Among the records below, find each line that includes the string "containing" and copy it.

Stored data
--------------------
PR #2526, opened 2024-08-09
add support for null ordering in 'order by' query (#2387)

### LINKED ISSUE #2387: [$300 in SQT] Query Service: Order by null order

abhishek818:
# Description
adds support for null ordering in 'order by' query

Fixes #2387 

## Type of change

## Checklist

- [ ] I have tested locally
- [X] Linked to any relevant issues
- [X] My code is up to date with the base branch

### DIFF
--- a/packages/cli/src/controller/codegen-controller.test.ts
+++ b/packages/cli/src/controller/codegen-controller.test.ts
@@ -4,7 +4,7 @@
 import fs from 'fs';
 import path from 'path';
 import {rimraf} from 'rimraf';
-import {codegen, generateModels} from './codegen-controller';
+import {codegen} from './codegen-controller';
 
 jest.setTimeout(30000);
 
@@ -95,9 +95,6 @@ describe('Codegen can generate schema', () => {
 
     const fooFile = await fs.promises.readFile(`${projectPath}/src/types/models/Foo.ts`, 'utf8');
 
-    const fooFile2 = await fs.promises.readFile(`${projectPath}/src/types/models/index.ts`, 'utf8');
-    console.log(fooFile2);
-    expect(fooFile2).toContain(` `);
     expect(fooFile).toContain(
       `import {
     Bar,
--- a/packages/query/CHANGELOG.md
+++ b/packages/query/CHANGELOG.md
@@ -18,6 +18,9 @@ and this project adheres to [Semantic Versioning](https://semver.org/spec/v2.0.0
 ### Changed
 - Update dependencies (#2518)
 
+### Added
+- add support for null ordering in 'order by' query (#2387)
+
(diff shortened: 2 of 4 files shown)


abhishek818:
@stwiname @jiqiang90 hey are the test suites broken (some pass, others fail) ?
Was trying to add a test case in packages\query\src\graphql\graphql.test.ts file. Can you help with running the tests (any specific set of commands etc.)

abhishek818:
anyways up for a review..

stwiname:
> @stwiname @jiqiang90 hey are the test suites broken (some pass, others fail) ? Was trying to add a test case in **packages\query\src\graphql\graphql.test.ts** file. Can you help with running the tests (any specific set of commands etc.)

@abhishek818 because its an integration test it needs a DB to connect to. You can either run postgres yourself or `yarn test:docker` but you would probably want to change it to just run that test.

These changes look good but tests are still needed,

abhishek818:
Added the tests, Up for review..

`test-1  | PASS packages/query/src/graphql/graphql.test.ts (863 MB heap size)`

stwiname (approved):

stwiname (changes requested):
There is a failing test `GraphqlHistorical › to filter historical items when ordering`, this is a change in behaviour as if the nulls order is not specified then it should be default. 

As the [Postgres docs](https://www.postgresql.org/docs/current/queries-order.html#QUERIES-ORDER) say `ASC` and `DESC` change the default null behaviour. This should be retained if null order isn't specified.

abhishek818:
> There is a failing test `GraphqlHistorical › to filter historical items when ordering`, this is a change in behaviour as if the nulls order is not specified then it should be default.
> 
> As the [Postgres docs](https://www.postgresql.org/docs/current/queries-order.html#QUERIES-ORDER) say `ASC` and `DESC` change the default null behaviour. This should be retained if null order isn't specified.

Thanks for pointing this out. Have fixed this.
Up for a review now..

stwiname (approved):

Issue #1887, opened 2023-07-17
Allow query historical data by block range


jiqiang90:
### Prerequisites

* [ ] Are you running the latest version(s)?
* [ ] Have you searched the [documentation for your issue](https://academy.subquery.network/)?
* [ ] Did you search for an existing issue or pull request?

### Description

We currently allow pass a block height, and get any result less equal than this height 

![image](https://github.com/subquery/subql/assets/10431657/bb004d53-c1d3-4537-bbd4-6b10cde03e30)

We now want to add a filter for block height, so it can filter data with in a specific block range 

![image](https://github.com/subquery/subql/assets/10431657/783b903e-446a-41b3-8648-d27f984c1291)

### Details

These details can help to reproduce the environment the issue is occurring

**Local Environment:** [You can get this information from executing `subql version`.]
**Query Version:** [What is the version of the query service?]
**Indexer Version:** [What is the version of the indexer service?]
**Network Details:**
  * [Network]
  * [Block height, a block height where the issue is happening]
  * [Dictionary endpoint, if used]

### Steps to Reproduce

1. [First Step]
2. [Second Step]
3. [and so on...]

**Example project:** [A link to a minimal example that can reproduce the issue]

**Expected behavior:** [What you expected to happen]

**Actual behavior:** [What actually happened]

### Any other information

Is there any other information you would like to add?

stwiname:
This can be done after we update postgraphile version

abhishek818:
Will take this up!

stwiname:
> Will take this up!

@abhishek818 i have assigned you to this. Let us know if you have any questions

abhishek818:
> > Will take this up!
> 
> @abhishek818 i have assigned you to this. Let us know if you have any questions

Added a query in draft PR, pls have a look.

Gmin2:
hey @stwiname is this still open. like I see a draft PR but there is no contiuation of it!

and also is this is still part of developer guild !

PR #2540, opened 2024-08-19
query historical data by block range - initial changes (#1887)

abhishek818:
# Description

Fixes # (issue)

## Type of change

- [X] This change requires a documentation update

## Checklist

- [ ] I have tested locally
- [X] I have added tests relevant to my changes


abhishek818:
@stwiname 

Hey, can you give this PR changes a brief look, I will get time to work on this only during coming weekend AND I might get some queries about the requirements when nobody online will be around,
So just wanted to see if this is going in right direction?

Queries of below type is implemented currently (perhaps partially). 
```
query {
        items(blockRange: [0, 100]) {
```

Further we need below types also right ??
```
query {
        items(blockHeight: {
                                      lessThan/lessThanOrEqualTo/greaterThan/greaterThanOrEqualTo : <value>
                                      }
                 ) {
```

What further requirements/any sample responses/queries expected to cover are needed do tell, thanks..

stwiname:
Hey @abhishek818 

I think this is fine
```gql
query {
        items(blockRange: [0, 100]) {
```

As for the other case I think we could drop `lessThan/lessThanOrEqualTo/greaterThan/greaterThanOrEqualTo` as we could cover that with the previous example. But there could be an addition of making the end block nullable.

Example of no end range, this would get the whole block range.
```gql
query {
    items(blockRange: [0, null]) {
```

As for other requirements:
* I think for now this can be limited to singular entities with an ID. 
* There should be a limit to the number of results, same as how paging works, we don't want it to return a huge number of results, the default limit should be the same as the paging limit. 
* Following on from the limit there also needs to be ASC/DESC for block height.

I think these are relatively straight forward in terms of how the API should be implemented but im happy to give examples if clarification is needed.

stwiname:
@abhishek818 I've made a minor change to the issue. If there is an entity that gets deleted it should return null at the block height that it is removed. See the example in the issue for more details

abhishek818:
@stwiname hey, some doubts..

1.
```
example2: {
    // Keyed by block height
    5: {
      id: 'foo',
      field1: 1,
      field2: 'bar',
    },
    10: { 
    .....
```

Related to "Keyed by block height", do you mean there is always a 'created_at_block_height' or similar column in tables containing '_block_range' ?

2. 
` 90: null, // indicates the entity was deleted`

Does this refers to a entity that is about to be deleted in the same graphql query containing blockRange param? If yes, can you give a example query..

3. 
> There should be a limit to the number of results, same as how paging works, we don't want it to return a huge number of results, the default limit should be the same as the paging limit.

does this points to use of "limit <num>" keyword of sql OR use of something like argv('query-limit') ?

abhishek818:
damn, auckland timezone is way too ahead..

abhishek818:
Alrighty, have got some idea after reading https://academy.subquery.network/indexer/run_publish/historical.html , will start implementing soon and then will ask any queries if needed.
--------------------
[Response]
Related to "Keyed by block height", do you mean there is always a 'created_at_block_height' or similar column in tables containing '_block_range' ?
Does this refers to a entity that is about to be deleted in the same graphql query containing blockRange param? If yes, can you give a example query..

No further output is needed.